Директор театра мгновенно купился на идеи Бартоломью и заказал ему новое оформление к «Отелло».
Барт вынес чистые холсты на улицу, ему показалось, что внутри театра недостаточно освещения. Женни покрутилась рядом. Утром легенда о кинжале в ее глазах сильно потускнела. Сказки! Женни еще наслушается их от Маленьких. Может, Бартоломью с Рафаэлем не откажутся поразвлекать Маленьких своим обществом. Барт, впрочем, и сам не собирался продолжать вчерашние разговоры. Он чиркал карандашом – отходил – окидывал взглядом, брался за голову, дергал себя за волосы, опять проводил какие-то линии.
– Ты что, не делаешь эскизов? – удивилась Женни.
Барт так отсутствующе на нее посмотрел, что она сочла за лучшее не мешать и отправилась на поиски дешевого обеда для них.
К ее возвращению он успел уже кое-что нарисовать в цвете. Потрясающе! Женни заметила яркую картинку еще с дальнего конца улицы. Барт сидел на корточках и красил нижний угол нового холста. На его работу засмотрелась местная девушка. Он поднял голову и что-то сказал ей. Женин не расслышала. Девушка рассмеялась и подошла поближе. Барт встал и облокотился на незаконченный еще холст. Его улыбка становилась все шире и шире, поза все расслабленнее. Девушка что-то говорила и звонко смеялась. Все громче и громче. Женин подошла к ним.
– Красавчик, а ты сможешь меня нарисовать? Только скажи когда, – спрашивала, сверкая карими глазами, девушка.
– Ты прекрасна, – отвечал Барт.
«Надо же. Похоже, и переводчик им не нужен». – Женин остановилась в нерешительности.
Девушка оглянулась, увидела Женин, скользнула по ней слишком уж безразличным взглядом, повернулась к Барту и игриво пальчиком повертела его завиток за ухом. Как будто Барт был ее собственностью! А он улыбался.

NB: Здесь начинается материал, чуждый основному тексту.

PR #789, opened 2020-09-27
Synchonize network defines to workaround libvirt bridge name race condition

dmacvicar:
This PR means to supersede/replace https://github.com/dmacvicar/terraform-provider-libvirt/pull/740
 
libvirt assigns the same bridge to networks defined in parallel (See https://gitlab.com/libvirt/libvirt/-/issues/78).

This code synchronizes network definition.

Note that there is still a problem in the code that generates wrong DHCP ranges. I could only prove it comes from our generated XML, but I could not figure how the race happens. We will need to address that as a separate issue.
I believe we need to remove most of the network code, and be a thin layer on top of libvirt. It may require us to align our definitions, eg. no _dhcp_ option in the _network_ block, and a explicit _range_ option.

Fixes https://github.com/dmacvicar/terraform-provider-libvirt/issues/703

### DIFF
--- a/libvirt/config.go
+++ b/libvirt/config.go
@@ -4,6 +4,7 @@ import (
 	"github.com/hashicorp/terraform-plugin-sdk/helper/mutexkv"
 	libvirt "github.com/libvirt/libvirt-go"
 	"log"
+	"sync"
 )
 
 // Config struct for the libvirt-provider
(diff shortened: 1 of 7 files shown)


MalloZup (approved):
nice work. I always like when people put comments reference/links in code which helps to remember why it exists there :+1: 

e.g I think we missed an opportunity to document why the Pool locks are there. i

MalloZup:
I thnk for the DHCP issue we can have a follow-up issue.

Issue #747, opened 2020-06-09
Use provider within the registry of Terraform hashicorp.


paultyng:
👋 Hi, I'm on the Terraform Providers team at HashiCorp. With the [release of the Terraform 0.13 beta](https://discuss.hashicorp.com/t/terraform-0-13-beta-released/9555), users can now download and install community providers from the registry. We are inviting provider authors (especially those for popular community providers) to publish their providers in a closed beta.

To get invited to the closed beta, please email terraform-registry-beta@hashicorp.com. We need:

- A list of GitHub usernames to add to the beta (you and any team members who will publish)
- List of provider repositories you plan to publish
- A GPG public key in ASCII-armor format, which you will be using to sign your provider releases

You can use one key for all of your providers, or separate keys if you prefer. If you are publishing from an organization, this key or keys will be associated with that namespace. Once in the beta, you can manage personal keys in the UI as well.

MalloZup:
@paultyng hi thx for feedback. We will come to you on this soon

limburgher:
Hi! terraform 0.13 was just released publicly, and I'm hitting this. I'm trying to add a source entry to use the local binary but I can't work out the syntax. Do you anticipate this being published soon?

MalloZup:
@limburgher hi ! yes I plan to update the provider to TF.0  13 soonish. We plan to release a first a fixes releases then the next one will be the TF 0.13.. stay tuned :sunflower:

paultyng:
👍 Let me know if there is anything I can do to help. This should be self-serve now in the registry UI, you just need to create releases that conform to the [publishing criteria](https://www.terraform.io/docs/registry/providers/publishing.html) (we have a [goreleaser](https://github.com/hashicorp/terraform-provider-scaffolding/blob/master/.goreleaser.yml) config file that can do it).

wenerme:
@MalloZup also blocked by this, don't find a way to add locally built provider

limburgher:
Thank you! I may be doing it wrong, as I'm still having issues. I created ~/.local/share/terraform/plugins/registry.terraform.io/dmacvicar/libvirt/0.6.2/linux_amd64, and put 0.6.2 of terraform-provider-libvirt there. Then I added the above block to my providers.tf. terraform init then ends with:

- Finding latest version of -/libvirt...

Error: Failed to query available provider packages

Could not retrieve the list of available versions for provider -/libvirt:
provider registry registry.terraform.io does not have a provider named
[...]

PR #797, opened 2020-10-28
Improve terraform v0.13 migration doc

arbulu89:
Improve the terraform v0.13 migration document to explicitily say that the new providers code snippet must be added to all used terraform modules (not just the main one)/

Based on: https://github.com/dmacvicar/terraform-provider-libvirt/issues/747#issuecomment-678575669


MalloZup (approved):
thx

Issue #795, opened 2020-10-22
dubious code for random mac address determination


Bischoff:
### Terraform version

commit 9e02168780b83e158c050cbe1f32102304861e58 October 11, 2020

### Setup

Seen on source code. problem was introduced by:
```
commit 625e9420e1a89d65f910551f5057c72a0a6a12eb
Author: root <root@zimbra-mta.univ-brest.fr>
Date:   Tue Feb 5 11:18:26 2019 +0100
```

## The issue

This function appends 3 randoms bytes after `52:54:00:` to build a random MAC address:

```
// randomMACAddress returns a randomized MAC address
// with libvirt prefix
func randomMACAddress() (string, error) {
        buf := make([]byte, 3)
        rand.Seed(time.Now().UnixNano())
        _, err := rand.Read(buf)
        if err != nil {
                return "", err
        }

        // set local bit and unicast
        buf[0] = (buf[0] | 2) & 0xfe
        // Set the local bit
        buf[0] |= 2

        // avoid libvirt-reserved addresses
        if buf[0] == 0xfe {
                buf[0] = 0xee
        }

        return fmt.Sprintf("52:54:00:%02x:%02x:%02x",
                buf[0], buf[1], buf[2]), nil
}
```

There is some processing to set "local" bit and "unicast" bit on first byte, as well as to avoid reserved value `0xFE`  for that first byte.

The problem is: the first byte in the array is the fourth byte in the MAC address, and the fourth byte in the MAC address does not have those constraints. The first byte in the MAC address is always `0x52` and is already respecting these constraints.

Reference:

https://upload.wikimedia.org/wikipedia/commons/9/94/MAC-48_Address.svg

## Suggested fix

Either:
* let all 6 bytes be picked at random, as it was before this commit,
or
* remove unnecessary lines 28-37

Note: setting the prefix to `52:54:00` also has the undesirable effect of reducing the entropy (and therefore augmenting the chance of collisions).

Hope that helps.

MalloZup:
thx @Bischoff  I think we might need to spend more time on this.

If you feel , you can still send a PR to help us a bit. thx anyways for issue!

Bischoff:
I am lacking information here.

I would suggest to "fix" it by simply reverting the commit 625e9420e1a89d65f910551f5057c72a0a6a12eb from root@zimbra-mta.univ-brest.fr .

[...]

PR #799, opened 2020-11-02
Remove forgotten code in randomMacAddress

Bischoff:
This PR solves issue #795 by removing leftover code.

### DIFF
--- a/libvirt/utils_net.go
+++ b/libvirt/utils_net.go
@@ -39,23 +39,13 @@ func (l *networkUpdateWorkaroundLibvirt) NetworkUpdate(Net libvirt.Network, Comm
 }
 
 // randomMACAddress returns a randomized MAC address
-// with libvirt prefix
+// with QEMU prefix
 func randomMACAddress() (string, error) {
 	buf := make([]byte, 3)
 	rand.Seed(time.Now().UnixNano())
 	_, err := rand.Read(buf)
 	if err != nil {
 		return "", err
-	}
-
-	// set local bit and unicast
-	buf[0] = (buf[0] | 2) & 0xfe
-	// Set the local bit
-	buf[0] |= 2
-
-	// avoid libvirt-reserved addresses
-	if buf[0] == 0xfe {
-		buf[0] = 0xee
 	}
 
 	return fmt.Sprintf("52:54:00:%02x:%02x:%02x",


Bischoff:
Ping @MalloZup and @Isma399 .

libvirt/utils_net.go
```diff
@@ -16,7 +16,7 @@ const (
 )
 
 // randomMACAddress returns a randomized MAC address
-// with libvirt prefix
+// with QEMU prefix
```
MalloZup, line 19: can we have some documentation or something which can be a comment to refer to this?

MalloZup (commented):
@Bischoff  thx for this I would like however that we document better in the code, maybe with an url or doc all this magic prefix somehow

libvirt/utils_net.go
Bischoff: That will probably be hard :-) From what I have seen in the forums, it is a "known fact" but it is hard to find a trusted, official, source.

If you find one, feel free to add it in the comment.

Bischoff:
> @Bischoff thx for this I would like however that we document better in the code, maybe with an url or doc all this magic prefix somehow

I would love that too. So far I failed to find such a thing, but maybe I just missed it... Isma399 , do you have better insights?

Isma399:
No, I have looked for documentation and didn't find anything. 
Neither in http://standards-oui.ieee.org/oui.txt, nor in qemu documentation.

Bischoff:
The, I would suggest just merging like this. This is apparently the kind of facts that everyone uses but that is documented nowhere.

MalloZup (approved):
I'm ok with this. I'm adding Duncan if he needs more info on this.

thx!

libvirt/utils_net.go
MalloZup: we can put an issue link of this github project. that could be  a doc hint @Bischoff

dmacvicar:
We will skip this for this release. I need some documentation and testcases.

MalloZup:
I think for this PR we need to find out evidence in the codebase https://gitlab.com/libvirt/libvirt and document why we are doing this change and documenting it  + a testcase for this..

Of course previously the behavior was wrong or without technical facts, and  this PR fix it somehow but we need to close the gap and make fix it correctly with a doc comment or link something that justify it more.

Thx @Bischoff and @Isma399  for PR , would be great if one of you could help us to finish this :pray: :sunflower:

dmacvicar (changes requested):
Setting as "Request changes" while tests or documentation is added.

Bischoff:
Test and documentation should have been added to the initial PR that introduced the problem. I won't add them here, it's out of scope of the bug I am trying to fix.

PR #803, opened 2020-11-11
Fix flatcar-linux example network typo

kskewes:
Per: https://docs.flatcar-linux.org/ignition/network-configuration/


dmacvicar:
Thanks!

PR #808, opened 2020-11-11
Remove vendor

dmacvicar:
Packages in OBS will use the go_modules service

This is already done in the [unstable packages](https://build.opensuse.org/package/show/systemsmanagement:terraform:unstable/terraform-provider-libvirt), which use the service to create _vendor.tar.gz_ (and delete vendor/ before unpacking the bundled one).


MalloZup (approved):
looks good thx! @dmacvicar  recently I was thinking also if we could expose the `obs` packaging rspec and beeing managed via git.

Something we do already in various projects.

https://github.com/ClusterLabs/ha_cluster_exporter/blob/master/packaging/obs/prometheus-ha_cluster_exporter/prometheus-ha_cluster_exporter.spec

But I think for the 0.7.0 if the plan is to be in registry the "packaging" story is becoming afaik superficial , so imho we don't need it given our next prios and context.

PR #809, opened 2020-11-12
Add reference to terraform-libvirt-kubespray project

MusicDin:
I've written a [Terraform script](https://github.com/MusicDin/terraform-kvm-kubespray) for setting up HA kubernetes cluster on KVM/libvirt.

I think this could be referenced from your README file, because it's written with libvirt provider and before I wrote a script I couldn't find anything like that on web. 
So maybe it will help someone else out in the same situation.


dmacvicar:
Thank you!

PR #813, opened 2020-11-28
Pure Go terraform-provider-libvirt experiment

dmacvicar:
This is an _experiment_ to attempt to make the provider independent of the operating system. The motivation is to be able to distribute it via the terraform registry (https://github.com/dmacvicar/terraform-provider-libvirt/issues/747). As an experiment, it is not guaranteed that the changes will make into the main branch.

The strategy is to move from [libvirt-go](https://github.com/libvirt/libvirt-go) to [go-libvirt](https://github.com/digitalocean/go-libvirt). The later implements the _libvirt_ RPC protocol natively in Go.

The main challenges are:

* The [go-libvirt](https://github.com/digitalocean/go-libvirt) API is different. Closer to the [C API](https://libvirt.org/html/index.html).

  The [libvirt-go](https://github.com/libvirt/libvirt-go) API attempts to be more object oriented. This means carrying the libvirt connection object into many helper functions, resulting in diffs like this:

```diff
-func domainIsRunning(domain libvirt.Domain) (bool, error) {
-	state, _, err := domain.GetState()
+func domainIsRunning(virConn *libvirt.Libvirt, domain libvirt.Domain) (bool, error) {
+	state, _, err := virConn.DomainGetState(domain)
 	if err != nil {
 		return false, fmt.Errorf("Couldn't get state of domain: %s", err)
 	}
 
-	return state == libvirt.DOMAIN_RUNNING, nil
+	return libvirt.DomainState(state) == libvirt.DomainRunning, nil
 }
 ```

* There are missing features, like _PolicyKit_ authentication (https://github.com/digitalocean/go-libvirt/issues/110)
* We don't know much about the maintainability of the native client library, though Digital Ocean is supposedly using it internally

(we will document more as we learn in this branch)

To make it easier:

* No refactorings, and just have as a goal compilation and later passing most of the testsuite
* The old import was renamed from _libvirt_ to _libvirtc_ and opens both connections simultaneously, so we can port the code that calls one client with code that calls the native client

Most of the changes are tedious and mechanic. This is a great opportunity to read a lot of the code and get an idea of what improvements and cleanups can be done later.

If you are interested in helping this experiment, get in touch with me so that we work in different areas/files.

## Ideas for post-port refactorings and clenups

Brainstorming some ideas [here](https://gist.github.com/dmacvicar/e6a694b7b18a00ddd15261022c486007)

PR #814, opened 2020-11-30
LVM storage pool implementation

dpap-qs:
Logical storage pool implementation.

Our team needed the lvm storage pool, so I implemented it. We tested, it seems fine.
What do you think  @dmacvicar ?
If you say it's ok, then I write acceptance tests, and add the documentation.

If everything is fine, I think we should discuss about this:
The volumes created in logical storage pool, don't preserve de volume `format`. See: [pool](https://libvirt.org/storage.html#StorageBackendLogical) and [volume](https://libvirt.org/formatstorage.html#StorageVol). It's a problem when you try to determine the disk driver based on volume format during the domain creation here:https://github.com/dmacvicar/terraform-provider-libvirt/blob/30595333cabd9d1651449c18acfaa2f99aaef928/libvirt/domain.go#L513
So right now we can only use the default disk driver, which is raw, so e.g. cqow2 cannot be used.
I see two options:
1. The more elegant: extend the `disk` resource with a `driver` attribute. If it's provided, we use it, otherwise we should use the current logic.
2. Use the volume name to figure out the driver (as you do with files and url-s) e.g. if it ends with `.raw` or `.qcow2`, use them.

### DIFF
--- a/libvirt/resource_libvirt_pool.go
+++ b/libvirt/resource_libvirt_pool.go
@@ -67,6 +67,16 @@ func resourceLibvirtPool() *schema.Resource {
 				Optional: true,
 				ForceNew: true,
 			},
+
+			// logical-specific attributes
+			"source_devices": {
+				Type:     schema.TypeList,
+				Optional: true,
+				ForceNew: true,
+				Elem: &schema.Schema{
+					Type: schema.TypeString,
+				},
+			},
 		},
 		Importer: &schema.ResourceImporter{
 			State: schema.ImportStatePassthrough,
@@ -81,8 +91,8 @@ func resourceLibvirtPoolCreate(d *schema.ResourceData, meta interface{}) error {
 	}
 
 	poolType := d.Get("type").(string)
-	if poolType != "dir" {
-		return fmt.Errorf("Only storage pools of type \"dir\" are supported")
+	if poolType != "dir" && poolType != "logical" {
+		return fmt.Errorf("Only storage pools of type \"dir\" and \"logical\" are supported")
 	}
 
 	poolName := d.Get("name").(string)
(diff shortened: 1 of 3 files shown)


dmacvicar:
Thanks for the PR. I need to dive a bit into the libvirt documentation to understand well how this is supposed to work.

x70b1:
Any progress? 

@dpap-qs I have tested this. Its awesome! :sunglasses:

MalloZup:
we will review this PR after the `13` release see #813 PR which . Stay tuned :)

x70b1:
@dpap-qs A suggestion: At the moment the name of the storage pool in libvirt is the name of the volume group. 
We could reuse the `path` setting to select a volume group (my-volumegroup) and create a volume pool (example-pool):

```
resource "libvirt_pool" "example" {
  name = "example-pool"
  type = "logical"
  path = "my-volumegroup"
}
```

atlasloewenherz:
any update on this guys??

libvirt/resource_libvirt_pool.go
```diff
@@ -99,17 +109,56 @@ func resourceLibvirtPoolCreate(d *schema.ResourceData, meta interface{}) error {
...
 
-	poolDef := libvirtxml.StoragePool{
-		Type: "dir",
-		Name: poolName,
-		Target: &libvirtxml.StoragePoolTarget{
-			Path: poolPath,
-		},
+	var poolDef *libvirtxml.StoragePool
+	// In some cases we don't need to build the pool
+	needToBuild := true
```
dmacvicar, line 115: Is this really needed with the `VIR_STORAGE_POOL_BUILD_NO_OVERWRITE` flag? eg. [see here](https://github.com/libvirt/libvirt/blob/master/src/storage/storage_backend_logical.c).

dmacvicar (changes requested):
I have rebased this (without testing it), as we change libvirt libraries in between.

I think we could bring it to a point where it can be merged, but I am not happy with the "need to build" exception in the code.

Then someone would need to drive it to complete documentation and tests.

jimnydev:
I'm interested in seeing this implemented. Are there any plans to continue with this? 
If not, perhaps I can try to do a new PR against current `master` instead?

Thanks!

varac:
Can this get closed after https://github.com/dmacvicar/terraform-provider-libvirt/pull/1088 got merged ?

dmacvicar:
ℹ️ ℹ️ ℹ️ ℹ️ ℹ️ ℹ️

and check the documentation:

Он не возражал!
– Я купила обед! – Женин ткнула ему в руки пакет и бегом влетела в открытую дверь театра.
Ну и чего, собственно, она расстраивается? Ну не обращает он на нее такого внимания, как на ту девушку. А что, должен?
Женин села в первом ряду, развернула свой бутерброд. Ела, глотала слезы и сочувствовала Дездемоне, которая никак не могла втолковать Отелло, как ее правильно душить. Он уже задыхался от ее объяснений. Пока директор труппы не пригрозил, что поменяет их местами. От этой мысли Отелло наконец озверел и заставил задохнуться Дездемону.